By ex-Blog Cesar Maia

1. Comecemos pela capa do jornal EXTRA de ontem, 06/02/2014. Extra é o jornal de maior circulação no Rio e o segundo maior do Brasil. Pertence ao sistema Globo. Veja a capa.
2. As execuções abertas têm retornado ao noticiário no Rio. Duas ganharam maior destaque nestes últimos dias porque foram filmadas, além de fotografadas: a) um delinquente amarrado a um poste e linchado; b) execução de outro delinquente mostrada acima. Mas os casos de execução crescem. Os mais comuns são descritos como dupla de pistoleiros na garupa de motos, executando pessoa ou pessoas em carro ou num certo local. E outras coreografias macabras.

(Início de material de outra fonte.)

PR #111, opened 2016-09-06
Remove image_path from CategoryPresenter, rename presenter. #102

lelandg559:


lelandg559:
front end isnt set up to handle this yet, will look into that.

PR #115, opened 2016-12-06
Added devise and admin role

lelandg559:


lelandg559:
Already in master via another branch.

PR #118, opened 2016-12-15
docker-compose development flow

richardxia:
I prefer a Docker-based development workflow, since it solves a lot of problems with making sure the right versions of different requirements are installed. I've added a `docker-compose.yml` file that orchestrates a two-container setup, with one database container and one web (Rails) container.

I couldn't get the existing Dockerfile to work. Here's the error I was getting when trying to build it:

3. Tem ocorrido em vários estados. Não se trata apenas de realizar as necessárias investigações policiais para identificar os responsáveis, prende-los e puni-los na forma da lei.
4. Sociólogos urbanos, analistas das polícias, promotores da área do crime, jornalistas que cobrem esta área…, enfim, profissionais aparelhados para entender situações como essas, devem mergulhar fundo –e já- e levantar hipóteses e buscar razões. Essas é que permitirão interromper essa dinâmica de barbárie, reestabelecendo a civilização.

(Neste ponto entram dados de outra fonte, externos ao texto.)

PR #119, opened 2016-12-19
Removed dependency on external database for ad2games rails docker image precompile

lgarofalo:


lelandg559:
I will follow this up with a commit to make the RDS instances not publicly accessible.

Issue #110, opened 2016-08-25
Clean up initial import of phone number data


achadha:
Some of the phone numbers that we're retrieving have extra characters or the like. For example, Resource 180 has an extra '.' character at the end of its phone number.

richardxia:
@jjfreund Did you mean to close this? https://github.com/ShelterTechSF/askdarcel-api/pull/124 hasn't been merged yet.

PR #124, opened 2017-01-05
Clean up phone number data

richardxia:
Refs #110.

### Overview
I found a library, [phonelib](https://github.com/daddyz/phonelib), which seems like a pretty good Ruby library for doing phone number validation. It wraps Google's [libphonenumber](https://github.com/googlei18n/libphonenumber) library/database, which is good because it receives regular updates as countries update their phone number formats and numbering allocations. I'm using this library to both normalize our existing numbers and to standardize the format in which the API returns phone numbers (using the "national format", which in the US is (XXX) XXX-XXXX).

### Updated linksf.json with clean numbers
I ran a one-off Ruby script (not included in PR) to parse the phone numbers in linksf.json and reformat it into [E.164 format](https://en.wikipedia.org/wiki/E.164), which is I think the closest thing there is to a canonical, international phone number format. The US phone number `(555) 123-4567` would map to `+15551234567` in E.164 format.

There were only two categories of numbers in the linksf database that couldn't be parsed by `phonelib` as they are currently formatted:

1. Some numbers have an extension that doesn't match the expected E.164 format for extensions (e.g. `(555) 555-5555;ext=555`). I wrote a small regex to convert these into a parseable format.
2. One number is missing the area code. I had the script assume that any 7-digit (US) number should be paired with the 415 area code, which seems to be correct for this particular number, but obviously isn't correct in general.

### Updated PhonesPresenter to use `phonelib` for formatting
Rather than using the `extension` and `country_code` fields on the Phone model, the PhonesPresenter now uses `phonelib` to parse the now E.164 formatted number to extract both of those fields.

Aside: "Country code" isn't really the proper term for what the API returns, since it is used in the E.164 specification to refer to the 1-3 digit prefix used when dialing an international number. For the US, Canada, and many other North American countries, this is the number 1. The `phonelib` library calls `US` the "country" , while the Google library calls it the "region code". Any opposition to renaming our field `region_code`, or even `iso3166_alpha2` (https://en.wikipedia.org/wiki/ISO_3166-1_alpha-2)?

### Removed `extension` and `country_code` columns

Re: description above, I added a migration that drops these two fields, since they've been folded into the `number` field.

### Updated Phone factory

The Phone factory no longer generates `extension` and `country_code` fields, and folds them into the `number` field. I had a little bit of trouble with getting the Faker library to always generate valid numbers, so I had it retry until it gets a valid one. When doing a test on 10,000 fake numbers, about 9500-9600 are valid, so it should very rarely retry.


richardxia:
Hey @jjfreund, I tried to look for a way to redump the linksf.json file, but couldn't find anything. The only thing in linksf.rake is an import task, but not an export task. Can you point me to how I can dump it out again?

richardxia:
Hey @jjfreund, I just pushed a few commits that update linksf.json, the Phone factory, and add a migration that drops the `extension` and `country_code` columns. I also git rebased away the Rake task that I had originally written, since linksf.json just has the correctly formatted phone numbers now. The PR description has been updated to reflect the current set of changes.

I think this is ready to merge, unless if there's anything else you think I should change.

richardxia:
Note to self: Revert the linksf.json file back to what it used to be, and then update the linksf import script to massage the phone numbers before saving them to the DB.

richardxia:
Okay, I reverted the changes I made to the linksf JSON file and added the number parsing code to the linksf import Raketask, so we should be able to update the linksf data and still get the cleaned numbers.

lgarofalo:
Nice, LGTM add validation, opened #138 to address validation issues.

PR #142, opened 2017-02-23
Update linksf import task.

richardxia:
It was relatively straightforward to update the import task to match the new schema. Every one of the old fields that we used exists in the new schema, so all it took was to update the paths for accessing the fields.

I also uncovered a few bugs in the old import task:

- All zip codes were fake because they were calling a fake zip code generator. Zip codes are currently required, so I just assigned them all to the empty string. The frontend is apparently already equipped to handle this, so it doesn't even add the extra comma after the state if there is no zip code.
- We were grabbing notes from the resource rather than the service, since the old schema had a field named `notes` on both resources and services. We used to use the resource's notes field as the long description, so I assumed this was in error. I'm properly grabbing the notes from the services now, so we should try to display it in the frontend. Also, note that they renamed the services' notes field to `application_process`.
- This last one I didn't fix, but I noticed that we're rounding all the schedule hours down to the hour, meaning that we lose the resolution of minutes. This means that we're misrepresenting the opening hours if they aren't exactly on the hour. E.g. if a service really opens at 8:30, we're rounding down and saying it opens at 8.


richardxia:
Related to my last bullet point, is there a reason we decided to use integers to represent the opens_at/closes_at field instead of the SQL time type?

richardxia:
Oh, and one last comment: I think the only new fields that wasn't previously available is the `eligibility` field, which appears to track age and gender requirements for the service. Should we be capturing these somehow? This is their schema: https://github.com/zendesk/linksf/blob/d63ab2d52e1863092c190c1a1e9202c5a9e1b123/lib/eligibilities.js

lgarofalo:
Integers vs SQL time data type is likely just an oversight.  Don't see a reason to not use SQL time type if the change updates everything using it appropriately.

lgarofalo:
LGTM and verified.

PR #736, opened 2024-02-28
Ability to query for active articles via NewsArticle model

GeorgeCloud:
These changes are needed for this [Breaking News Edit Page UI enhancements](https://github.com/ShelterTechSF/askdarcel-api/issues/730).

Messed up the last PR. Sorry about that!


richardxia (approved):
No worries, this LGTM!

BTW, for future reference, it should be possible to fix up the old PR without having to create a new one. If you have everything correct in your local branch, then all you need to do is run `git push` with the `--force` flag to push that up to GitHub, overwriting the history of what was previously up on that branch on GitHub. It's not critical, but it's usually nice to keep using the same PR, since it keeps all the discussion in one place.

PR #744, opened 2024-06-11
Update categories and eligibilities for DCYF.

richardxia:
This adds a migration that makes a large number of changes to categories and eligibilities, to match the changes requested by DCYF. Each group of categories and elgibilities is handled a little bit differently, but they roughly fall into one of the following patterns:

- Create a new category/eligibility
- Rename a category/eligibility
- Mass migrate a number of resources and services from a set of old categories/eligibilities to a new one
- Sometimes delete the old categories/eligibilities when doing said mass migration, though in some cases preserve the old ones

This was implemented as a pure data migration that does not change the schema. Since data migrations must be agnostic to the actual models, we cannot use any of the model code, and instead we construct a number of raw SQL queries. These queries have been factored into independent methods so that the main migration code can be read top to bottom with high-level method calls describing the exact changes being made.

This is supposed to follow the instructions in https://docs.google.com/spreadsheets/d/1rCvcITtUdmjOz3IzjNClbgY4UO53xGV8ix7oeeXDtKc/edit#gid=688234094, and I'd appreciate it if someone could double check my work. I've been testing locally on a dump of the production database, and I'm planning to spend some time later tonight to sanity check all my queries.

### DIFF
--- a/db/migrate/20240610165140_update_dcyf_categories_and_eligibilties.rb
+++ b/db/migrate/20240610165140_update_dcyf_categories_and_eligibilties.rb
@@ -38,14 +38,13 @@ class UpdateDcyfCategoriesAndEligibilties < ActiveRecord::Migration[6.1]
       # Academic Support
       create_category 'Academic Support'
 
-      # TODO: Need to get the answer to two issues:
-      # 1) Summer School is not an actual category name
-      # 2) The spreadsheet says to _not_ delete Summer School, unlike all the
-      # others
-      # ['Academic', 'Education', 'Educational Supports', 'Tutoring', 'School Care', 'Summer School'].each do |from|
-      #   migrate_resources_and_services_to_new_category from: from, to: 'Academic Support'
-      #   delete_category from
-      # end
+      ['Academic', 'Education', 'Educational Supports', 'Tutoring', 'School Care'].each do |from|
+        migrate_resources_and_services_to_new_category from: from, to: 'Academic Support'
+        delete_category from
+      end
+      # Summer Programs is special in that we do not want to delete it, only
+      # copy its resources and services over to Academic Support
+      migrate_resources_and_services_to_new_category from: 'Summer Programs', to: 'Academic Support'
 
       # Alternative Education & GED
       create_category 'Alternative Education & GED'
@@ -143,6 +142,8 @@ class UpdateDcyfCategoriesAndEligibilties < ActiveRecord::Migration[6.1]
 
       # Experiencing Homelessness
       rename_eligibility from: 'I am someone experiencing homelessness', to: 'Experiencing Homelessness'
+      migrate_services_to_new_eligibility from: 'Homeless', to: 'Experiencing Homelessness'
+      delete_eligibility 'Homeless'
 
       # Boys
       create_eligibility 'Boys'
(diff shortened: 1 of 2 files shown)


richardxia:
One bug I discovered by manually examining the DB after applying this migration is that this will result in duplicate entries in the many-to-many join tables, since we don't have any uniqueness constraints on them. For example, because `categories_services` doesn't have a unique key on `category_id` and `service_id`, it's possible to insert a second row with the same category and service.

I need to alter the logic to avoid creating duplicates when possible.

richardxia:
One other oddity I noticed is that the data in Algolia will be stale after running this migration, so we'll probably want to retrigger a mass reindexing after applying this migration.

schroerbrian (approved):
Wow this is great - really well-thought out how you managed the changes and check for a category’s existence or non-existence first. I don’t currently have my personal computer with me but this code LGTM. Thanks!

schroerbrian:
> One other oddity I noticed is that the data in Algolia will be stale after running this migration, so we'll probably want to retrigger a mass reindexing after applying this migration.

Good thought. I suppose this maybe be since these records are created outside of the Resource/Service.rb models, which is where the indexing code lives

db/migrate/20240610165140_update_dcyf_categories_and_eligibilties.rb
```diff
@@ -0,0 +1,287 @@
...
+      rename_category from: 'Housing', to: 'Housing & Rental Assistance'
+
+      ['Housing Assistance', 'Emergency Rental Assistance'].each do |from|
+        migrate_resources_and_services_to_new_category from: from, to: 'Housing & Rental Assistance'
+      end
+
+      # Immigration Assistance
+      create_category 'Immigration Assistance'
+
+      ['Citizenship & Immigration'].each do |from|
```
katerina-kossler, line 86: Why is this in an array, is this meant to be two categories? or waiting to hear back on adding others?

katerina-kossler (approved):
lgtm! had one smalll q but seemed like this would all do what we want!

db/migrate/20240610165140_update_dcyf_categories_and_eligibilties.rb
richardxia: Ah, yeah, good call. This is just one category; I misunderstood the original instructions and thought that "Citizenship" and "Immigration" were two different categories, but they're actually just a single one (it's way clearer in code, since string boundaries are clearly marked with quotes). I can remove the loop and just directly call the migration function on this one category.

richardxia: Changed in https://github.com/ShelterTechSF/askdarcel-api/pull/744/commits/c47c404b620c052375967ee32a39f2c41297b56f

db/migrate/20240610165140_update_dcyf_categories_and_eligibilties.rb
```diff
@@ -0,0 +1,285 @@
...
+
+      # Playgroups
+      create_category 'Playgroups'
+
+      # Academic Support
+      create_category 'Academic Support'
+
+      # TODO: Need to get the answer to two issues:
+      # 1) Summer School is not an actual category name
+      # 2) The spreadsheet says to _not_ delete Summer School, unlike all the
```
richardxia, line 43: Got confirmation that:

1. "Summer School" should actually be "Summer Programs", and
2. "Summer Programs" indeed should _not_ be deleted, unlike all the other ones. I'll update this code and make sure that we specifically do not delete "Summer Programs"

db/migrate/20240610165140_update_dcyf_categories_and_eligibilties.rb
```diff
@@ -0,0 +1,285 @@
...
+      rename_eligibility from: 'High School Students', to: 'High School'
+
+      # College
+      rename_eligibility from: 'College Students', to: 'College'
+
+      # CSF
+      create_eligibility 'CCSF'
+
+      # Experiencing Homelessness
+      rename_eligibility from: 'I am someone experiencing homelessness', to: 'Experiencing Homelessness'
```
richardxia, line 145: While getting the answers to the previous question, I also learned that we need to migrate all the services and organizations from the eligibility named `Homeless` into this new `Experiencing Homelessness` tag.

db/migrate/20240610165140_update_dcyf_categories_and_eligibilties.rb
richardxia: Fixed in https://github.com/ShelterTechSF/askdarcel-api/pull/744/commits/30e74a9ffe6cc6fd996be1e0ca675a52fcb40e6c

db/migrate/20240610165140_update_dcyf_categories_and_eligibilties.rb
richardxia: Fixed in https://github.com/ShelterTechSF/askdarcel-api/pull/744/commits/30e74a9ffe6cc6fd996be1e0ca675a52fcb40e6c

richardxia:
I'm going to do one last set of sanity checking the data resulting from this migration with my local DB, specifically focusing on the last set of changes I pushed up, but otherwise I'm planning to merge this later tonight and maybe doing a deploy tomorrow.

richardxia:
Just finished spot-checking the data, and I think the new changes I made are working correctly. I'll leave this open for a few more hours, in case if @lgarofalo wanted to check it out, but I'll merge it regardless by the end of tonight.

PR #748, opened 2024-08-05
Add `boosted_category_id` column and add to Algolia index.

richardxia:
This adds a `boosted_category_id` column to Services, which is a nullable foreign key to the Categories table. This is intended to be used by the frontend code through Algolia as a possible target of the optional filters feature of Algolia, allowing us to boost search rankings for specific services on specific pages.

This column is added to the Algolia index as `boosted_category`, which holds the string name of the category, and we also add it to the `attributesForFaceting` list so that it can be used for optional filters.

Finally, we change the Algolia index ranking order from its default by placing `geo` after `filters`. This is needed in order for optional filters to have higher precedence than geolocation.

### DIFF
--- a/app/models/service.rb
+++ b/app/models/service.rb
@@ -9,6 +9,7 @@ class Service < ActiveRecord::Base
 
   belongs_to :resource, required: true, touch: true
   belongs_to :program
+  belongs_to :boosted_category, class_name: 'Category'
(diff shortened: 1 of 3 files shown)


schroerbrian (approved):
pretty cool, thanks for getting this done!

5. O que surpreendeu nos dois casos citados para o Rio é que as execuções não foram feitas nem por policiais, nem por traficantes, nem por milícias. São reações de “para-delinquentes” que se arvoram a fazer justiça com as próprias mãos ao sentirem que há um vazio de policiamento ostensivo e que os vizinhos se sentem desprotegidos e submetidos à saga da delinquência. E não surpreende que pessoas diversas aplaudam a barbárie como se fosse uma alternativa de proteção.

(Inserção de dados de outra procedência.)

PR #750, opened 2024-08-22
Fix boosted category facet in Resource model.

richardxia:
We recently added a boosted category column on the services table, with the intent of syncing it to Algolia so that we can perform special types of search ranking based on it on the frontend. However, the way we added it resulted in an obscure bug where the feature appeared to work until someone visits the edit page and saves an edit to a resource or service.

The issue is that when we set the `attributesForFaceting` property, we only added the `boosted_category` field to the Service model, not the Resource model. Since we're doing something unusual by sharing the same index for both the Service and Resource model, what actually happens is that the Resource model would sometimes override the `attributesForFaceting` in the Algolia index with its own list, causing that attribute to not be usable in filtering anymore.

This fixes the issue by adding the `boosted_category` field to Resource's list of facets. To prevent this kind of issue from happening in the future, we refactor the list of attributes for faceting into a single constant that both the Service and Resource models share.

### DIFF
--- a/app/models/resource.rb
+++ b/app/models/resource.rb
@@ -44,7 +44,7 @@ class Resource < ActiveRecord::Base
                   index_name: "#{Rails.configuration.x.algolia.index_prefix}_services_search",
                   id: :algolia_id do
       # specify the list of attributes available for faceting
-      attributesForFaceting %i[categories open_times eligibilities associated_sites type]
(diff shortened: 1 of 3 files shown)


lgarofalo (approved):

schroerbrian (approved):
Thanks for fixing this!

Issue #127, opened 2017-01-19
Add verification date to resources and services


jjfreund:
This will allow us to mark resources and services as verified to be correct even in the absence of changes, and display that verification date in the app.

PR #753, opened 2024-10-17
Add name to bookmarks table

katerina-kossler:
part of: [#127](https://github.com/ShelterTechSF/sheltertech-go/issues/127)

changes: 
- new field on bookmarks table (nullable) for backwards compat

notes:
will follow in future to set bookmark name to service name by default (and to any existing bookmarks)

questions:
not sure how we deploy db changes this year


richardxia (approved):
Sorry for the super late review, but this LGTM! Thanks for working on it!

PR #755, opened 2025-02-27
Rename categories to change Covid- prefix to sfsg-.

richardxia:
These were originally named during the beginning of the COVID-19 pandemic, but since then, they've taken on a more general purpose that is specific to the SFSG site, as opposed to the other white-labeled sites.

Running this migration also needs to be followed up with reindexing the Algolia, and this will also require some coordinated changes on the frontend app.


jjfreund (approved):
lgtm

PR #764, opened 2026-01-29
Fix import staging script

schroerbrian:
The import staging script was choking on the bookmarks table due to it having a column named "order", which is a reserved keyword in pgsql. This PR enhances our staging_importer#fast_insert method by quoting table name and column name and thus preventing this from happening with other reserved words.


richardxia (approved):
LGTM! Thanks for fixing this!

schroerbrian:
> LGTM! Thanks for fixing this!

Thanks for the review!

6. Urge que especialistas se dobrem sobre tais casos e procurem entender quais as razões e as suas dinâmicas, antes que a “justiça com as próprias mãos” entre vizinhos ou transeuntes passe a ser sistemática e ganhe o cotidiano do noticiário com assombrosas declarações de apoio.
7. Falta muita coisa além de policiamento. Falta autoridade, o que estimula a impunidade dos delinquentes e de seus executores.